Web Page Classification Based on Uncorrelated Semi-Supervised Intra-View and Inter-View Manifold Discriminant Feature Extraction / 2255
Xiao-Yuan Jing, Qian Liu, Fei Wu, Baowen Xu, Yangping Zhu, Songcan Chen
Web page classification has attracted increasing research interest. It is intrinsically a multi-view and semi-supervised application, since web pages usually contain two or more types of data, such a text, hyperlinks and images, and unlabeled pages are generally much more than labeled ones. Web page data is commonly high-dimensional. Thus, how to extract useful features from this kind of data in the multi-view semi-supervised scenario is important for web page classification. To our knowledge, only one method is specially presented for this topic. And with respect to a few semi-supervised multi-view feature extraction methods on other applications, there still exists much room for improvement. In this paper, we firstly design a feature extraction schema called semi-supervised intra-view and inter-view manifold discriminant (SI2MD) learning, which sufficiently utilizes the intra-view and inter-view discriminant information of labeled samples and the local neighborhood structures of unlabeled samples.
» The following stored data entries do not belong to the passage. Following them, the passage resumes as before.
Issue #5121, opened 2023-08-31
Reassign Clip name, color, start time without TrackList::Channels


Paul-Licameli:
Should depend on
- #5031

See also issue #5076 

Subtasks
- `WaveTrack::Interval` has member functions to set name, color, and start time in one or two `WaveClip`s
- `SetClipCommand` rewritten as a `SetTrackBase` using interval iteration
- Remove class `SetChannelsBase`
- `EffectRepeat` sets clip names using interval iteration
- `ProjectFileManager::AddImportedTracks` can loop over leader tracks only, and intervals, to set clip names

QA:
- [x] "Set Clip" macro command to change clip names, color, start time in mono and stereo
- [x] Use Repeat effect to replicate a clip in a track; observe clip names; swap channels or split the clip; undo/redo
- [x] Import tracks, observe clip names, swap, split, undo/redo
- [x] A clip (mono or stereo) can be dragged into a track of another color and keeps its different color; swap, split, undo/redo

dozzzzer:
Tested

Paul-Licameli:
It's done, but didn't auto-close because of a bit of confusion in the merging of PRs.

Issue #5076, opened 2023-08-23
Split stero track gets old clip name assigned to the clip in the bottom track


petersampsonaudacity:
### Bug description

If you rename a clip in a stereo track and then split the stereo track to mono or stereo then the lower clip wrongly reverts to the original clip name.

_Further testing indicates that the bottom clip is **NOT** taking its name from the Track name, as I suspected might be the case._

### Steps to reproduce

1. import a stereo audio file
2. Observe clip takes its name from the audio file name
3. change the name of the clip
4. Split the stereo track _(to either mono or stereo)_
5. Observe: upper clip retains the new name assigned at step 3 - expected behavior
6. Observe: : lower clip has the original clip name from the import - steps 1-2  -  wrong behavior

### Expected behavior

the new name should be propgated to the clips in both tracks
![image](https://github.com/audacity/audacity/assets/50205984/eeef9b31-83fa-43bc-9dbf-c045c4140380)

### Actual behavior

![01](https://github.com/audacity/audacity/assets/50205984/b8f455e7-339e-451e-ab1a-55db7f4c446f)
![02](https://github.com/audacity/audacity/assets/50205984/80a8bfc9-2bf5-4eea-a4d9-643ee0f56f07)
![03](https://github.com/audacity/audacity/assets/50205984/e1b8736a-18e9-40b7-8831-68e4ac4f853e)

### Audacity Version

current master / alpha / nightly build

### Operating system

Windows

### Additional context

None

petersampsonaudacity:
This may be related to:

 **After merging two mono tracks in one stereo track and swapping channels, the name of the track is changing too** #2862

petersampsonaudacity:
See also:   **Clip renaming behavior of "Crossfade Clips" Nyquist effec**t #4229

chinakov:
Tested, issue has been fixed

PR #5133, opened 2023-09-04
Wave track interval extend

vsverchinsky:
Resolves: #5121, #5076

Depends on:
 - #5031

Recommended:

### DIFF
--- a/libraries/lib-wave-track/WaveTrack.cpp
+++ b/libraries/lib-wave-track/WaveTrack.cpp
@@ -185,6 +185,54 @@ WaveTrack::Interval::Interval(const ChannelGroup &group,
 
 WaveTrack::Interval::~Interval() = default;
 
+void WaveTrack::Interval::SetName(const wxString& name)
+{
+   ForEachClip([&](auto& clip) { clip.SetName(name); });
+}
+
+const wxString& WaveTrack::Interval::GetName() const
+{
+   //TODO wide wave tracks:  assuming that all 'narrow' clips share common name
+   return mpClip->GetName();
+}
+
+void WaveTrack::Interval::SetColorIndex(int index)
+{
+   ForEachClip([&](auto& clip) { clip.SetColourIndex(index); });
+}
+
+int WaveTrack::Interval::GetColorIndex() const
+{
+   //TODO wide wave tracks:  assuming that all 'narrow' clips share common color index
+   return mpClip->GetColourIndex();
+}
+
+void WaveTrack::Interval::SetPlayStartTime(double time)
+{
+   ForEachClip([&](auto& clip) { clip.SetPlayStartTime(time); });
+}
+
+double WaveTrack::Interval::GetPlayStartTime() const
+{
+   //TODO wide wave tracks:  assuming that all 'narrow' clips share common beginning
+   return mpClip->GetPlayStartTime();
+}
+
+bool WaveTrack::Interval::IsPlaceholder() const
+{
+   return mpClip->GetIsPlaceholder();
+}
+
+void WaveTrack::Interval::ForEachClip(const std::function<void(WaveClip&)>& op)
+{
+   for(unsigned channel = 0,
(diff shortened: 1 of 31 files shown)


libraries/lib-wave-track/WaveTrack.cpp
```diff
@@ -185,6 +185,54 @@ WaveTrack::Interval::Interval(const ChannelGroup &group,
 
 WaveTrack::Interval::~Interval() = default;
 
+void WaveTrack::Interval::SetName(const wxString& name)
+{
+   ForEachClip([&](auto& clip) { clip.SetName(name); });
```
Paul-Licameli, line 190: This and other lambdas can use empty capture `[]` and that might generate slightly more efficient code, because then they convert to pointer-to-function, and the `std::function` implementation might optimize that case avoiding some heap allocation.

libraries/lib-wave-track/WaveTrack.cpp
```diff
@@ -185,6 +185,54 @@ WaveTrack::Interval::Interval(const ChannelGroup &group,
...
+   //TODO wide wave tracks:  assuming that all 'narrow' clips share common beginning
+   return mpClip->GetPlayStartTime();
+}
+
+bool WaveTrack::Interval::IsPlaceholder() const
+{
+   return mpClip->GetIsPlaceholder();
+}
+
+void WaveTrack::Interval::ForEachClip(const std::function<void(WaveClip&)>& op)
```
Paul-Licameli, line 226: @saintmatthieu I would like to see #5069 rebased onto this, and using this new function where possible.  The commits that would be rewritten with this function are the ones I think are important and should be merged.

src/commands/SetClipCommand.cpp
```diff
@@ -85,34 +85,34 @@ void SetClipCommand::PopulateOrExchange(ShuttleGui & S)
    S.EndMultiColumn();
 }
 
-bool SetClipCommand::ApplyInner( const CommandContext &, Track * t )
+bool SetClipCommand::Apply(const CommandContext& context)
 {
-   // if no 'At' is specified, then any clip in any selected track will be set.
-   t->TypeSwitch([&](WaveTrack &waveTrack) {
-      WaveClipPointers ptrs( waveTrack.SortedClipArray());
```
Paul-Licameli, line 92: Not sorting clips any more.  What might that change?  Nothing, I see.  No break was in the loop.  OK

src/effects/Repeat.cpp
```diff
@@ -141,25 +136,40 @@ bool EffectRepeat::Process(EffectInstance &, EffectSettings &)
...
+         auto sortedIntervals = std::vector(
+            track.Intervals().begin(),
+            track.Intervals().end()
+         );
+         auto sourceIntervals = std::vector(
+            firstTemp->Intervals().begin(),
+            firstTemp->Intervals().end()
+         );
+         std::sort(sortedIntervals.begin(), sortedIntervals.end(), compareIntervals);
+         std::sort(sourceIntervals.begin(), sourceIntervals.end(), compareIntervals);
```
Paul-Licameli, line 153: This getting of a sorted sequence of intervals looks like something that might be frequently needed and could become a utility function.  If in `lib-channel`, it might need a template type parameter for more convenience.

Do that another day...

Paul-Licameli (approved):

vsverchinsky:
Commits [ceabb64](https://github.com/audacity/audacity/pull/5133/commits/ceabb6469f59a14935ccf1111b57baeaf859acb6)...[9ab0ca7](https://github.com/audacity/audacity/pull/5133/commits/9ab0ca7ead376286b97acf79e9f4d57f2a60fdbe) merged as a part of #5031, [32df0b4](https://github.com/audacity/audacity/pull/5133/commits/32df0b44fb8329450b4d8fae2db17748d003ee83) extracted into #5165

samm9998 (commented):
#516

We then design a semi-supervised uncorrelation constraint for the SI2MD schema to remove the multi-view correlation in the semi-supervised scenario. By combining the SI2MD schema with the constraint, we propose an uncorrelated semi-supervised intra-view and inter-view manifold discriminant (USI2MD) learning approach for web page classification. Experiments on public web page databases validate the proposed approach.